Di tengah riuh lalu lintas Jembatan Bojong, Karawang, sosok Ujang Pirdaos (44) kerap berdiam memandang aliran Sungai Citarum. Tangannya mencatat, matanya awas. Sejak 2007, lelaki ini ditugaskan BBWS Citarum sebagai penjaga pintu air sekaligus mata dan telinga bagi ketinggian air sungai legendaris itu. Perannya mungkin tak banyak diketahui orang, tapi vital bagi keselamatan ribuan warga di bantaran.
Setiap hari, dari Pos Pantau Kedung Gede di Kelurahan Tanjung Mekar itu, Ujang menyusun laporan tinggi muka air. Kerjanya rutin, namun maknanya luar biasa. Ia menjadi sumber informasi pertama yang bisa membedakan antara hari yang aman dan siaga banjir.

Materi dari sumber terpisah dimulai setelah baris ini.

PR #1362, opened 2021-04-30
EZEE-3499: Update vcl configuration for Fastly

DominikaK:
| Question      | Answer
| ------------- | ---
| JIRA Ticket   | https://issues.ibexa.co/browse/EZEE-3499
| Versions      | all

Note for the future: add the same information to 1.13 and 3.3 after relevant tags are out.


mnocon (commented):
1) We can't just paste the snippet here, because people won't know where to insert it (between which lines), we need to indicate it somehow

“Tugas saya memantau Sungai Citarum lalu bikin laporan TMA biar masyarakat tahu,” ujar Ujang, ketika ditemui suatu Jumat di akhir Januari.
“Terutama kasihan warga yang dekat bantaran sungai, kalau air naik kondisinya sering memprihatinkan,” tambahnya, suaranya lirih tapi tegas.
Kalau cuaca sedang bersahabat, ia bekerja lima hari seminggu. Tapi ritme itu langsung berubah saat musim hujan tiba. Debit air yang meningkat memaksanya berjaga 24 jam nonstop, bahkan lebih. Di situlah suka duka pekerjaan ini terasa betul.
“Ya kadang ngantuk, kehujanan tengah malam, gelap-gelapan,” kenangnya tentang masa-masa awal bertugas. “Dulu juga belum ada lampu di jembatan ini. Pos baru ada tahun 2012, sebelumnya ya bertahan sebisanya.”
Menariknya, di era serba digital ini, pemantauan Ujang masih mengandalkan cara manual alias sistem fiskal. Ia tak hanya mengawasi Karawang, tapi juga bertanggung jawab atas laporan untuk wilayah Bekasi. Sebuah tanggung jawab yang tak ringan.
Dari semua pengalamannya, tahun 2021 disebutnya sebagai kondisi terparah.
“Waktu itu benar-benar kalang kabut,” katanya, “rel kereta juga sampai terendam.”
Perjalanan kariernya punya cerita sendiri. Ia memulai dengan gaji Rp 400 ribu per bulan pada 2007. Kini, setelah bertahun-tahun setia, Ujang telah berstatus PPPK dengan penghasilan Rp 2.450.000. Sebuah peningkatan yang ia syukuri.
“Di posko ini saya sendirian buat laporan, tapi dinikmati saja,” tutup Ujang. Baginya, yang terpenting adalah informasi itu sampai. “Informasi ini penting banget, terutama buat masyarakat di bantaran Sungai Citarum.”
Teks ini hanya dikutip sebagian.